A creak alerted them to the door swinging inward, and both men looked up to see Simon peek his head inside.
"Ah, here you are. I, uh, just wanted to let you know that we're ready to start again, but the defense attorney said he's done with questions for you, and the prosecutor has agreed not to redirect." The captain looked distinctly uncomfortable. "So, uh, Sandburg, you can hang out in the hall if you want. Jim, you're up next."
"Thanks." Blair's face flushed.
Jim nodded. "I'll be out in a second."
"Okay." Simon withdrew, letting the door swing closed.
Jim turned back to Blair. "You going to be okay?"
"Yeah." He shrugged one shoulder. "At least I don't have to go back in there. I'll find a bench in the hall and wait for you to finish."
Court had adjourned at 4:30, and Jim, Simon, and Blair headed back to the loft for dinner. Jim placed the last washed dish in the strainer and dried his hands, then grabbed a beer from the fridge and went to join Simon on the sofa in front of the T.V. Blair had skipped dinner and headed straight for his room, claiming he needed a nap.
Jim sank on the opposite end of the couch from Simon, holding the beer bottle on his knee. The captain lowered the volume a notch and looked at him. "How's the kid? Really."
With a sigh, Jim shrugged and leaned his head back tiredly. "A bit shaken up, but he'll be okay."
"I feel bad."
"Huh?" Jim raised his head to look at the captain. "About what?"
"How we handled things after Iris. I didn't realize at the time just how much he'd been through. Hearing him talk about it on the stand -- well, before that damn lawyer started with the Golden questions --- it got to me, I guess. I never really thought about what it must have been like for the kid... staring down a gun that many times, thinking he was going to die. Men don't face almost-certain death that many times and keep coming back without some kind of repercussions. He seemed okay, though, when we found him. You know, smiling about Iris in the trunk, looking pleased with himself. It never occurred to me that he was traumatized. But hearing him talk about it on the stand, well... It came through loud and clear. The kid can put up a good front when he wants to. That's still no excuse, though. Instead of arresting him, I should have had him checked out by a doctor and gotten someone from victim services to talk to him."

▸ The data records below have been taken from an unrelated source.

PR #2047, opened 2025-10-02
feat: add batching to create_examples

EugeneJinXin:
LS-4410 
Enhance upload performance and reduce chances of hitting the current 25MB max payload limit on our backend. 
Configurable batch_size to allow user adjust based on example payload size

### DIFF
--- a/python/langsmith/client.py
+++ b/python/langsmith/client.py
@@ -4854,6 +4854,7 @@ class Client:
         dataset_id: Optional[ID_TYPE] = None,
         examples: Optional[Sequence[ls_schemas.ExampleCreate | dict]] = None,
         dangerously_allow_filesystem: bool = False,
+        batch_size: int = 200,
         **kwargs: Any,
     ) -> ls_schemas.UpsertExamplesResponse | dict[str, Any]:
         """Create examples in a dataset.
@@ -4869,6 +4870,8 @@ class Client:
                 The examples to create.
             dangerously_allow_filesystem (bool):
                 Whether to allow uploading files from the filesystem.
+            batch_size (int):
+                upload examples in batches of this size, default is 200.
             **kwargs (Any): Legacy keyword args. Should not be specified if 'examples' is specified.
 
                 - inputs (Sequence[Mapping[str, Any]]): The input values for the examples.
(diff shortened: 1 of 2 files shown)


python/langsmith/client.py
```diff
@@ -4854,6 +4854,7 @@ def create_examples(
         dataset_id: Optional[ID_TYPE] = None,
         examples: Optional[Sequence[ls_schemas.ExampleCreate | dict]] = None,
         dangerously_allow_filesystem: bool = False,
+        batch_size: int = 200,
```
jacoblee93: Think we need to consider max size in bytes too?

.mlc_config.json
```diff
@@ -1,3 +1,8 @@
 {
-  "aliveStatusCodes": [429, 200]
+  "aliveStatusCodes": [429, 200],
+  "ignorePatterns": [
+    {
+      "pattern": "^https://www\\.npmjs\\.com/"
```
EugeneJinXin, line 5: just to fix ci/cd failure that complains langsmith npm link returns 403, not our fault

python/langsmith/client.py
```diff
@@ -4930,6 +5004,9 @@ def create_examples(
                 response = client.create_examples(dataset_name="agent-qa", examples=examples)
                 # -> {"example_ids": [...
         """  # noqa: E501
+        if not 1 <= max_concurrency <= 3:
```
EugeneJinXin, line 5028: think @validate_call pydantic runtime is ugly, so i prefer this since it works as simple and effective runtime check

python/langsmith/client.py
```diff
@@ -4994,35 +5071,109 @@ def create_examples(
...
 
+        if not uploads:
+            return ls_schemas.UpsertExamplesResponse(example_ids=[], count=0)
+
+        # Use size-aware batching to prevent payload limit errors
+        batches = self._batch_examples_by_size(uploads)
+
+        # sequential upload
+        if len(batches) <= 1 or max_concurrency <= 1:
+            return self._upload_examples_batches_sequential(
```
jacoblee93: Why can't this use the same method as parallel?

EugeneJinXin: good idea, addressed

jacoblee93 (approved):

"Yeah." Jim took a sip of his beer. "I guess we both screwed that one up."
"Still, Sandburg bounced back despite us."
"Yes, he did. I guess he learned that young."
"What do you mean?"
Jim shrugged. "Just the way Naomi raised him. I got the impression he learned early on how to land on his feet. I think he calls it 'processing.'" A smile nudged his lips.
"Well, whatever it is, he's better at it than you or I combined. Of course, you're not going to tell him I said that."
"Good." Simon smiled and rose from the couch. "I guess it's time for me to head home. Thanks for the meal."
Jim got to his feet and walked his captain to the door. "Don't mention it."
Simon glanced to the closed French doors of Blair's room. "Oh, and make sure Sandburg knows he did a damn fine job on that stand today."
Jim smiled and nodded. "I will, sir." He opened the door and let Simon out. "You can count on it."